PR #251, opened 2018-12-17
feat(core): add BuildBlock message to ChainManager

tmpolaczyk:
This PR adds a method to create new blocks with a given proof of eligibility. It gets the maximum number of transactions (currently unimplemented). The block is then validated in the `AddNewBlock` handler, following the same path as external blocks (blocks from the network).

TODOs:

* Add coinbase transaction
* Calculate the total fee of the transactions
* Should there be any helper methods to build Block/BlockHeader/LeadershipProof?

### DIFF
--- a/core/src/actors/chain_manager/handlers.rs
+++ b/core/src/actors/chain_manager/handlers.rs
@@ -24,6 +24,7 @@ use super::messages::{
 };
 
 use witnet_crypto::{hash::calculate_sha256, merkle::merkle_tree_root};
+use witnet_data_structures::chain::Transaction;
 
 ////////////////////////////////////////////////////////////////////////////////////////
 // ACTOR MESSAGE HANDLERS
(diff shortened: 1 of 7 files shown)


core/src/actors/chain_manager/handlers.rs
```diff
@@ -93,7 +97,7 @@ impl Handler<AddNewBlock> for ChainManager {
             // Request proof of eligibility validation to ReputationManager
             reputation_manager_addr
                 .send(ValidatePoE {
-                    beacon: msg.block.block_header.beacon.clone(),
+                    beacon: msg.block.block_header.beacon,
```
tmpolaczyk: This is unrelated to the PR, but clippy fails on master

tmpolaczyk:
Right now the only missing parts are related to the definition of the `Transaction` struct, so I propose to merge this PR now.

core/src/actors/chain_manager/mod.rs
```diff
@@ -186,6 +190,40 @@ impl ChainManager {
...
+        let mut transaction_fees = 0;
+        let transactions: Vec<Transaction> = self
+            .transactions_pool
+            .iter()
+            .map(|t| {
+                // TODO: t.fee()
+                transaction_fees += 1;
+                *t
+            })
+            .collect();
```
anler: _Reminder_
This is pending a refactor: take only as many transactions as they can fit in a block.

= TASK DIRECTIONS =
Display every line of the listing that contains the string "beacon".

= ANSWER TO THE PROBLEM =
-                    beacon: msg.block.block_header.beacon.clone(),
+                    beacon: msg.block.block_header.beacon,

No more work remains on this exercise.